秦风坐在勉强拼凑到一起的龙椅上,看着仿佛什么事情都没有发生的大臣,脸上没有丝毫表情。
要论脸皮,他对这些人佩服的五体投地。
真就跟没事人一样,怎么好意思的呢?
“臣有奏。”高毅从队列中走出。“昨日之事,臣有所耳闻,臣以为,满朝文武皆是废物,若是不能保一国之君周全,要其何用?臣要参殿内有所官员。”
秦风嘴角抽搐,不知道该说高毅什么好。
事情是这么个事情,但是不是有些太看得起他了?
“你先退下吧。”
“陛下,佞臣当道,尸位素餐,连天子周全都无法保证,又如何能够施恩百姓?陛下,臣……”
秦风挥了挥手:“把人带下去。”
守在殿门口的两名金吾卫走过来把高毅架起来。
“陛下!您要狠下心啊!一时的痛苦换来的是大夏万世太平!陛下!”
眼见高毅被拖走,文武百官眼中满是嘲讽之色,反而是看向秦风的眼神中多了一抹赞许。
“诸位爱卿无事可奏?”秦风平静的询问。
没人说话,在他们看来,秦风不过就是一傀儡皇帝,哪怕没有了李亥,没有了柳如烟,也依旧什么都不是。
这天下,还是他们世家的天下。
“行,既然诸位爱卿无本可奏,那朕便说一些自己的想法。”
“张之行上前听封。”
张之行从末尾走出,对着秦风躬身行礼。
“国不可一日无君,朝不可一日无相,张之行救驾有功,现任宰相一职,可有问题?”
“臣,张之行,谢陛下圣恩,吾皇万岁万岁万万岁。”
原本还安静的大殿,因为秦风的话顿时炸开了锅。
“陛下,臣以为此事不妥。”监察御史在御史大夫示意下站出来。
“张之行此人嚣张跋扈,人品有缺,德行不配,欺行霸市,强抢民女,前日连降三级,已是从轻发落,宰相一职事关重要,万万不可交于此人手中,臣以为御史大夫艾农艾大人更适合宰相之位。”

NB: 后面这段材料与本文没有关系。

PR #10801, opened 2026-05-13
Canonicalize local conversation ID mapping to task ID for cloud agent tasks.

zachbai:
## Description

Fixes APP-4460.

There are a host of issues arising from a lack of consistent mapping between conversation ID and task ID in the client. It is currently possible to have multiple local conversations map to the same ambient agent task. In many cases task ID is treated with conversation-like semantics, and we assume that task ID is unique for a given coverastion object.

This PR implements a much stronger 1:1 association between task and coversation ID, though does not go so far as to claim it is an invariant that always holds.

The history model maintains a map of canonical local conversation to server conversation id, which is used in each place where we need to resolve a server conversation id to a local id. Previously we did not consistently use this map, and in certain cases could end up minting new local conversations unnecessarily.

In cases where we end up with multiple local conversation ids mapping to the same ambient task, we could easily end up in a state where the cloud mode pane for a given ambient task assumes conversation ID A is _the_ local conversation ID, while there also exists conversation B which maps to the same task. Then, since conversation ID drives AI block visibility in the agent view, we could end up with an empty looking agent view.

### DIFF
--- a/app/src/ai/agent/api/convert_conversation.rs
+++ b/app/src/ai/agent/api/convert_conversation.rs
@@ -101,11 +101,9 @@ pub fn convert_conversation_data_to_ai_conversation(
             orchestration_harness_type: None,
             parent_conversation_id: None,
             is_remote_child: false,
-            // TODO: Populate run_id from server metadata once it is exposed
-            // in ServerAIConversationMetadata. For cloud conversations that
-            // were spawned via the server API, the run_id is created at task
-            // dispatch time; adding it here would avoid a round-trip to StreamInit.
-            run_id: None,
+            run_id: metadata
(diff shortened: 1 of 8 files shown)


zachbai:
* **#10801** <a href="https://app.graphite.com/github/pr/warpdotdev/warp/10801?utm_source=stack-comment-icon" target="_blank">Graphite</a> 👈 <a href="https://app.graphite.com/github/pr/warpdotdev/warp/10801?utm_source=stack-comment-view-in-graphite" target="_blank">(View in Graphite)</a>
* `master`


<h2></h2>

liliwilson (approved):

PR #10826, opened 2026-05-13
Don't set computer_use_enabled on config snapshot for third-party harnesses

liliwilson:
## Description

WISOTT. Noticed while testing cloud mode that we set this in the snapshot, which doesn't make sense:

image

This is a noop change, since we just ignored the flag before, even if it was set on the snapshot.

## Agent Mode


abhishekp106 (approved):
makes sense to me!

PR #10829, opened 2026-05-13
Fix link display text escaping for notebooks/plans

### LINKED ISSUE #10055: Text for links escaping improperly in notebooks/plans
Text for links is escaping improperly in notebooks/plans. The link itself is fine, but the display text is not.

Linear: https://linear.app/warpdotdev/issue/APP-2628/text-for-links-escaping-improperly-in-notebooksplans

johnturcoo:
## Description

Resolves #10055 

Each time a notebook or plan was saved and reopened, backslash escape characters accumulated in the display text of any link. 

The root cause: `parse_url` captured URLs as raw `&str` slices without unescaping backslash sequences. When the serializer wrote those URLs back as link display text it re-escaped them (. → \\. , \\. -> \\\\\\. , etc), so each load/save cycle added another layer of backslashes.

This PR modifies `parse_url` to process backslash escapes inline (e.g. \\. → .) and return an owned String.

## Linked Issue

https://linear.app/warpdotdev/issue/APP-2628/text-for-links-escaping-improperly-in-notebooksplans

## Testing

- [x] I have manually tested my changes locally with `./script/run` -> [Demo of fix](https://www.loom.com/share/862e429d1ea64c2b9df9a06602a02fbb)
- [x] Added several tests to `markdown_parser_tests.rs` to verify correct URL parsing behavior
- [x] Added round trip test to `markdown_tests.rs` to verify link consistency after several save/load cycles

### Screenshots / Videos

[Demo of issue](https://www.loom.com/share/7051729fc9a1433d89bd004f47cde70d)
[Demo of fix](https://www.loom.com/share/862e429d1ea64c2b9df9a06602a02fbb)

CHANGELOG-BUG-FIX: Fixed escape characters accumulating in notebook and plan link display text on each save/load cycle.

### DIFF
--- a/crates/markdown_parser/src/markdown_parser.rs
+++ b/crates/markdown_parser/src/markdown_parser.rs
@@ -1851,7 +1851,7 @@ fn parse_url_prefix<'a, E: ContextError<&'a str> + ParseError<&'a str>>(
 // - starts with "https://" or "http://" or "www."
 // - has at least one alphanumeric char after the prefix
 // - does not include trailing formatting characters (*, _, ~)
-// - backslash escapes are processed (e.g., `\.` → `.`) 
+// - backslash escapes are processed (e.g., `\.` → `.`)
 fn parse_url<'a, E: ContextError<&'a str> + ParseError<&'a str>>(
     i: &'a str,
 ) -> IResult<&'a str, String, E> {
@@ -1880,7 +1880,7 @@ fn parse_url<'a, E: ContextError<&'a str> + ParseError<&'a str>>(
     let trimmed_raw_url = &i[..trimmed_len];
     let new_remaining = &i[trimmed_len..];
 
-    // Process backslash escapes within the URL using parse_escape (e.g., `\.` → `.`). 
+    // Process backslash escapes within the URL using parse_escape (e.g., `\.` → `.`).
     let mut trimmed_url = String::with_capacity(trimmed_len);
     let mut remaining = trimmed_raw_url;
     while !remaining.is_empty() {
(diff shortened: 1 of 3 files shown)


lucieleblanc (commented):
Nice. This is almost exactly what I had in warpdotdev/warp-internal#22999, with cleaner logic using `parse_escape`. There are some assertions and new test cases I'd add (see that old PR), otherwise LGTM.

peicodes:
@johnturcoo I see you've included a video of the bug - could you also include a video of the fix?

johnturcoo:
@peicodes The demo of the fix is in the testing section but I will add it to the "Screenshots / Videos" section for clarity

crates/markdown_parser/src/markdown_parser.rs
```diff
@@ -1850,34 +1851,48 @@ fn parse_url_prefix<'a, E: ContextError<&'a str> + ParseError<&'a str>>(
...
     if trimmed_len <= min_valid_len {
         return Err(nom::Err::Error(make_error(i, ErrorKind::TakeWhile1)));
     }
 
-    // Return the trimmed URL and adjust remaining
-    let trimmed_url = &i[..trimmed_len];
+    let trimmed_raw_url = &i[..trimmed_len];
     let new_remaining = &i[trimmed_len..];
+
+    // Process backslash escapes within the URL using parse_escape (e.g., `\.` → `.`).
```
peicodes, line 1883: This seems really low level (char by char). Are we able to use `serde_json`?
Not sure if we can but if we can abstract away low-level operations this code will be more maintainable

johnturcoo: `serde_json` does not work here because the escape sequences we may need to remove (\\. , \\# , etc) are not valid [JSON escape sequences](https://www.rfc-editor.org/rfc/rfc8259#section-7). The char by char approach mirrors the existing serializer at `markdown.rs:append_content()`

peicodes (approved):
Sorry I missed the video! Great fix :)

PR #10835, opened 2026-05-13
Remove problematic sentry error in the client

alokedesai:
## Description

The Sentry team reached out to me to let me know that we had a problematic message that was causing us to get rate limited by Sentry (see [here](https://warpdotdev.sentry.io/settings/stats/?project=5658526&statsPeriod=90d))

Even though we had dropped the message within Sentry so it wasn't consuming quota, we were exhausting a separate per-workspace rate limit enforced by Sentry for any event that hits their servers.

As far as I can tell, we're still getting a flood of errors because there are users on old versions of Warp that still exhibit this error. I don't see this log line on stable from my own usage and it's pretty telling that the rate at which we're getting rate limited has been going down over time since mid March.

That being said, I still think this is valuable:
1. In the off chance this is still occurring in newer versions of Warp at a lower rate.
2. To prevent any future problematic occurrences of this causing us to get rate limited by Sentry.

I acknowledge this approach is brittle because we're matching on a string that could easily change. I considered pulling this into a constant or adding something akin to `IFChange` / `ThenChange` but felt it wasn't worth it for now. Happy to add if you feel strongly.

## Agent Mode


alokedesai:
@vorporeal I'll ping you once this is ready for review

有人站出来,大殿内很快恢复了安静,所有人都在等待秦风的答复。
倒不是说其他人对宰相之位没有想法,而是他们有着自己的一套行事准则。
秦风看着面前连名字都叫不上来的监察御史,嘴角微微勾起。
“你叫什么名字?家住何处?”
监察御史被秦风问的一愣,不是在讨论宰相一职归属问题么?怎么又扯到他身上了?
但在一众大臣的注视下,监察御史只能硬着头皮说道:“臣叫嵇良吉,家住平安坊。”
“嗯。”秦风点点头。“影二,你去平安坊找找看,别让人跑了。”
嵇良吉脸色大变:“陛下,您这是何意?”
“朕问你,你是何官职?”秦风没有回答,好歹自己也是个皇帝,你问什么就说什么?
嵇良吉不明所以,但还是快速回答道:“回陛下,臣官居七品,监察御史。”
“监察御史的责任是监察百官没错,可你是否太过高看自己?区区七品,你是如何知道张之行人品有缺,德行不配?”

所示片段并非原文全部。